A hyperparameter controlling how large each parameter update is during optimization.
Step size is a fundamental hyperparameter in iterative optimization algorithms that determines the magnitude of each update applied to a model's parameters during training. In gradient descent and its variants, the step size—commonly called the learning rate—scales the gradient before it is subtracted from the current parameter values. At each iteration, the algorithm computes the gradient of the loss function with respect to the parameters and moves in the direction that reduces the loss, with the step size governing how far to move. This single scalar (or per-parameter vector in adaptive methods) has an outsized influence on whether training converges at all.
Choosing an appropriate step size involves a fundamental trade-off.
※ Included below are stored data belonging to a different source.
PR #565, opened 2018-05-08
(maint) Prepare for 0.15.9 release

demophoon:


CHANGELOG.md
```diff
@@ -6,6 +6,10 @@ This changelog adheres to [Keep a CHANGELOG](http://keepachangelog.com/).
 
 ## [Unreleased]
 
+## [0.15.9] - released on 2018-05-08
+### Added
+- Added support for multiple service types
```
underscorgan: It would probably be good to have a little more context here. I like to link these to ticket numbers also when available.

So, maybe something like:

- (VANAGON-123) Add support for multiple service types for a single platform. This is intended primarily for Debian packages supporting both systemd and sysv init systems.

demophoon:
This should be ready to go now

A value that is too large causes the optimizer to overshoot minima, producing oscillations or outright divergence; a value that is too small leads to painfully slow convergence and increases the risk of becoming trapped in suboptimal local minima or saddle points. In practice, step size is rarely held constant: techniques such as learning rate schedules (step decay, cosine annealing) and adaptive optimizers like AdaGrad, RMSProp, and Adam automatically adjust effective step sizes per parameter based on historical gradient information, substantially reducing the burden of manual tuning.
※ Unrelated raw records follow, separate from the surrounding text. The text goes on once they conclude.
PR #566, opened 2018-05-17
(VANAGON-130) (VANAGON-131) Publish or inherit settings in YAML

caseywilliams:
I still need to write some tests, but I'm hoping to get some feedback on whether this looks acceptable generally. The project DSL has two new methods here:

- `publish_yaml_settings`, which will write a yaml file containing the project's settings for the current platform, plus a sha1sum for this file, to the output directory alongside anything else that was built. 
- `inherit_yaml_settings`, which accepts URIs to a yaml settings file and its sha1sum file and applies those settings to the current project.

We intend to use these methods in puppet-runtime and puppet-agent, so that we don't need to clone the puppet-runtime git repository to inherit its settings during puppet-agent builds. [VANAGON-130](https://tickets.puppetlabs.com/browse/VANAGON-130) and [VANAGON-131](https://tickets.puppetlabs.com/browse/VANAGON-131) have more details, and [PA-1995](https://tickets.puppetlabs.com/browse/PA-1995) describes how we'd like to use this in puppet-agent.

I've tested these changes locally (using file:// URLs) an in an experimental Jenkins pipeline (using http:// URLs) -- all seems fine, but I'll run through it again once I've opened corresponding PRs in other repos.


lib/vanagon/project.rb
```diff
@@ -665,6 +669,27 @@ def save_manifest_json
...
     end
 
+    # Writes a yaml file at `output/<name>-<version>.<platform>.settings.yaml`
+    # containing settings used to build the current project on the platform
+    # provided (and a corresponding sha1sum file) if `yaml_settings` has been
+    # set in the projcet definition.
+    #
+    # @param [Vanagon::Platform] the platform to publish settings for
+    def publish_yaml_settings(platform)
+      return unless @yaml_settings
```
underscorgan: In (most) new code in vanagon we use the attr_accessors when available, so this should be `return unless yaml_settings`

lib/vanagon/project.rb
```diff
@@ -665,6 +669,27 @@ def save_manifest_json
...
+
+      filename = "#{@name}-#{@version}.#{platform.name}.settings.yaml"
```
underscorgan: More accessors, `filename = "#{name}-#{version}.#{platform.name}.settings.yaml"`

lib/vanagon/project.rb
```diff
@@ -665,6 +669,27 @@ def save_manifest_json
...
+      filepath = File.join('output', filename)
+
+      File.open(filepath, 'w') do |f|
+        f.write(@settings.to_yaml)
+      end
+
+      File.open("#{filepath}.sha1", 'w') do |f|
+        f.write(%x(sha1sum #{filepath}))
```
underscorgan: you're going to need to use `platform.shasum` here to make sure you're calling the right command

caseywilliams:
Ok, thanks @underscorgan -- I've made some updates!

spec/lib/vanagon/project_spec.rb
```diff
@@ -308,6 +408,31 @@ class Project
...
+      sha1_file = double('sha1_file')
+
+      expect(File).to receive(:open).with("output/test-project-version.#{platform_name}.settings.yaml", "w").and_yield(yaml_file)
+      expect(File).to receive(:open).with("output/test-project-version.#{platform_name}.settings.yaml.sha1", "w").and_yield(sha1_file)
+      expect(yaml_file).to receive(:write).with({key: 'value'}.to_yaml)
+      expect(sha1_file).to receive(:write)
+      project._project.publish_yaml_settings(platform)
+    end
+  end
+
```
speedofdark: Happy paths testing look pretty solid. Consider more unhappy path options, such as an existing YAML file with missing SHA1 (vice-versa is possible, but not really likely). Are more merge scenarios needed?

lib/vanagon/project.rb
```diff
@@ -692,5 +717,32 @@ def load_upstream_settings(upstream_project_name, upstream_git_url, upstream_git
...
+        raise Vanagon::Error, "YAML settings can only be inherited from a file or http source (got #{yaml_settings_uri})"
+      end
+
+      Dir.mktmpdir do |working_directory|
+        source = Vanagon::Component::Source.source(yaml_settings_uri,
+                                                   workdir: working_directory,
+                                                   sum: yaml_settings_sha1_uri,
+                                                   sum_type: 'sha1')
+        source.fetch
+        @settings.merge!(YAML.load(File.read(File.join(working_directory, source.file)))) # rubocop:disable Security/YAMLLoad
```
underscorgan: Is there a reason we need to use `YAML.load` instead of `YAML.safe_load`?

caseywilliams: I had thought that Psych flat-out disallowed symbol keys in when using `safe_load`, but it looks like you can explicitly allow them -- I'll do that!

lib/vanagon/project.rb
```diff
@@ -692,5 +718,36 @@ def load_upstream_settings(upstream_project_name, upstream_git_url, upstream_git
...
     end
+
+    # Load the settings hash for the current project/platform combination from a
+    # yaml file as produced by `publish_yaml_settings`. file:// and http:// URIs
+    # are accepted. If the URI uses http://, a sha1 URI is also required.
+    #
+    # @param settings_uri [String] A URI to a yaml settings file
+    # @param settings_sha1_uri [String] A URI to a sha1sum file for the yaml settings file
+    # @raise [Vanagon::Error] when the settings file can't be found
+    def load_yaml_settings(settings_uri, settings_sha1_uri = nil) # rubocop:disable Metrics/AbcSize
```
caseywilliams: This method was getting pretty long -- I've disabled the `AbcSize` metric here, since nothing jumped out at me as an obvious thing to extract into its own method, but I'm open to suggestions.

spec/lib/vanagon/project_spec.rb
```diff
@@ -126,6 +127,179 @@
     end
   end
 
+  describe "#load_yaml_settings" do
```
ekinanp: Looking at the code for `load_yaml_settings`, it seems like it would be enough to init. a single Project object here and then test each case accordingly. Something like:

```
describe '#load_yaml_settings' do
  subject(:project) { Project.new("project", "mock_platform" }
  describe 'with a git source' do
    it 'fails to load anything' do
      expect(project.load_yaml_settings(git_uri).to raise_error(Vanagon::Error)
    end
  end
  // etc for the other cases, mocking only when you need to mock a specific method
end
```

I don't understand the use of all these blocks here when you're only testing that this method works for a given project instance. The test for whether
```
project 'upstream-test' do |proj|
end
```

returns the right project object after all of that set-up should be handled by the corresponding DSL test.

caseywilliams: Hmm. I was following the existing conventions in this file, but it would be nice to get rid of a lot of this mocking. I'll do some experiments tomorrow morning.

ekinanp: Yeah I figured. It just seems like the existing conventions are a little overkill here.

caseywilliams: Thanks @ekinanp, I've updated this to remove all of the project definition blocks

ekinanp: Thanks @caseywilliams, the tests are a lot clearer now. One question -- is there a reason why mocking https://github.com/caseywilliams/vanagon/blob/VANAGON-130/yaml-settings/lib/vanagon/project.rb#L744-L747 requires so many steps? It seems like it should be enough to expect the Component::Source.source to receive the right params and then return a "mock" source that, when its fetch method is invoked, sets its file field to the YAML file we want (simulating the download). You should be able to mock all of that in a top-level before block.

spec/lib/vanagon/project_spec.rb
```diff
@@ -126,6 +127,143 @@
...
+      end
+    end
+
+
+    describe 'with http sources' do
+      let(:http_yaml_uri) { "http:/#{yaml_path}" }
+      let(:http_sha1_uri) { "http:/#{sha1_path}" }
+      let(:http_source) { class_double(Vanagon::Component::Source::Http) }
+
+      let(:valid_http_component_source) do
```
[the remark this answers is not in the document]
ekinanp: @McdonaldSeanp You can still mock https://github.com/caseywilliams/vanagon/blob/VANAGON-130/yaml-settings/lib/vanagon/project.rb#L730 and https://github.com/caseywilliams/vanagon/blob/VANAGON-130/yaml-settings/lib/vanagon/project.rb#L744-L747 -- the latter can expect the http source URI and return the mocked double where the double would be similar to the one used for the local source.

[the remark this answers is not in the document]
ekinanp: It's also weird that the method's implementation doesn't care about Http source (b/c knowledge of that is encapsulated in the Component::Source.source method) but the unit tests do.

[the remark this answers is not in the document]
McdonaldSeanp: Ah, that last comment is likely the correct way to look at it.

I agree that we don't need to specifically identify that load_yaml_settings works with the underlying structure of sources. It should be enough just to test that it correctly works with the top-level source object.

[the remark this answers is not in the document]
ekinanp: Also in the vein of that comment, I think the tests could be simplified by structuring them as:
```
(1) Fails for a local source if the settings file doesn't exist
(2) Fails if the source type is anything other than HTTP or local (e.g. git)
(3) Fails if the source type is HTTP but the settings_sha1_uri is not passed-in
(4) Merges the settings with what's in the YAML file correctly for a valid source
```

Idea being is we only care about certain sources in the failure cases, but the happy path only cares about a generic source object.

So you'd have (at least) four unit tests for this routine.

lib/vanagon/project.rb
```diff
@@ -692,5 +718,36 @@ def load_upstream_settings(upstream_project_name, upstream_git_url, upstream_git
...
+      source_type = Vanagon::Component::Source.determine_source_type(settings_uri)
+      if settings_uri =~ /^file/ && source_type == :unknown
```
ekinanp: I think it would be better to have this be:
```
if source_type == :unknown
```

instead. You can add an additional note to the exception message if the settings_uri is a local source indicating that the file doesn't exist, so something like:

```
if source_type == :unknown
  message = if settings_ur =~ /^file/ "Tried to load YAML settings from settings uri but file doesn't exist!" else "Unknown source type #{settings_uri}"
  raise Vanagon::Error, message
end
```

spec/lib/vanagon/project_spec.rb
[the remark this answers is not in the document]
caseywilliams: @ekinanp I've added a new commit reorganizing the tests -- is that what you had in mind?

lib/vanagon/project.rb
caseywilliams: @ekinanp I've updated the logic as you suggest

lib/vanagon/project.rb
```diff
@@ -692,5 +718,38 @@ def load_upstream_settings(upstream_project_name, upstream_git_url, upstream_git
...
+    # yaml file as produced by `publish_yaml_settings`. file:// and http:// URIs
+    # are accepted. If the URI uses http://, a sha1 URI is also required.
+    #
+    # @param settings_uri [String] A URI to a yaml settings file
+    # @param settings_sha1_uri [String] A URI to a sha1sum file for the yaml settings file
+    # @raise [Vanagon::Error] when the settings file can't be found
+    def load_yaml_settings(settings_uri, settings_sha1_uri = nil) # rubocop:disable Metrics/AbcSize
+      source_type = Vanagon::Component::Source.determine_source_type(settings_uri)
+
+      if [:unknown, :git].include?(source_type)
```
ekinanp: Oh cool, this is cleaner.

spec/lib/vanagon/project_spec.rb
```diff
@@ -126,6 +127,74 @@
...
+
+    before(:each) do
+      allow(Dir).to receive(:mktmpdir) { |&block| block.yield '' }
+    end
+
+    it "fails for a local source if the settings file doesn't exist" do
+      expect { project.load_yaml_settings(local_yaml_uri) }.to raise_error(Vanagon::Error)
+    end
+
+    it "fails if given a git source" do
```
ekinanp: @caseywilliams Yeah, this is pretty much what I was thinking. My only other suggestion is maybe adding another test to ensure it fails for an `:unknown` source since the routine also includes a check for that.

caseywilliams: @ekinanp updated, and squashed the tests updates into the original commit

lib/vanagon/project.rb
```diff
@@ -665,6 +669,28 @@ def save_manifest_json
       end
     end
 
+    # Writes a yaml file at `output/<name>-<version>.<platform>.settings.yaml`
+    # containing settings used to build the current project on the platform
+    # provided (and a corresponding sha1sum file) if `yaml_settings` has been
+    # set in the projcet definition.
```
sarameisburger: super small nitpick but project is misspelled here

lib/vanagon/project.rb
```diff
@@ -665,6 +669,28 @@ def save_manifest_json
...
+      raise(Vanagon::Error, "You must specify a project version") unless version
+
+      filename = "#{name}-#{version}.#{platform.name}.settings.yaml"
+      filepath = File.join('output', filename)
+
+      File.open(filepath, 'w') do |f|
+        f.write(@settings.to_yaml)
+      end
+
+      File.open("#{filepath}.sha1", 'w') do |f|
```
stahnma: Any particular reason for sha1? I think we should be defaulting to sha256 these days. ( I realize the collision changes here are low, but just for uniformity)

caseywilliams: I was working with the assumption that `platform.shasum` used sha1sum by default -- do you (or does anyone) know if there's a way to confidently find a sha256sum executable for any platform?

lib/vanagon/project.rb
```diff
@@ -692,5 +718,38 @@ def load_upstream_settings(upstream_project_name, upstream_git_url, upstream_git
...
+    # are accepted. If the URI uses http://, a sha1 URI is also required.
+    #
+    # @param settings_uri [String] A URI to a yaml settings file
+    # @param settings_sha1_uri [String] A URI to a sha1sum file for the yaml settings file
+    # @raise [Vanagon::Error] when the settings file can't be found
+    def load_yaml_settings(settings_uri, settings_sha1_uri = nil) # rubocop:disable Metrics/AbcSize
+      source_type = Vanagon::Component::Source.determine_source_type(settings_uri)
+
+      if %i[unknown git].include?(source_type)
+        message = if settings_uri =~ /^file/
```
underscorgan: [nitpick] I find this way of assigning variables hard to read, would prefer either
```
message = "Can't inherit settings from '#{settings_uri}'. Only http and file URIs are valid."
if settings_uri =~ /^file/
  message = "Tried to load YAML settings from '#{settings_uri}', but the file doesn't exist."
end
```

or

```
if settings_uri =~ /^file/
  message = "Tried to load YAML settings from '#{settings_uri}', but the file doesn't exist."
else
  message = "Can't inherit settings from '#{settings_uri}'. Only http and file URIs are valid."
end
```

caseywilliams: :+1: I like those styles better, too -- updated

lib/vanagon/project.rb
underscorgan: I can't recall if there was a reason I went with sha1 instead of sha256 when I was adding this functionality for runtime stuff, but it may have been related to platform compatibility? That seems like something to look into, but probably out of the scope of this work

Step size became a central concern in machine learning as deep neural networks grew deeper and datasets larger through the 2000s and 2010s, because the sensitivity of training dynamics to this parameter scales with model complexity. Modern best practices include warm-up phases that start with a small step size before increasing it, cyclical learning rate schedules that periodically vary the rate to escape local minima, and learning rate finders that sweep values to identify a good operating range. Understanding step size is essential for anyone training neural networks, as it sits at the intersection of optimization theory and practical model performance.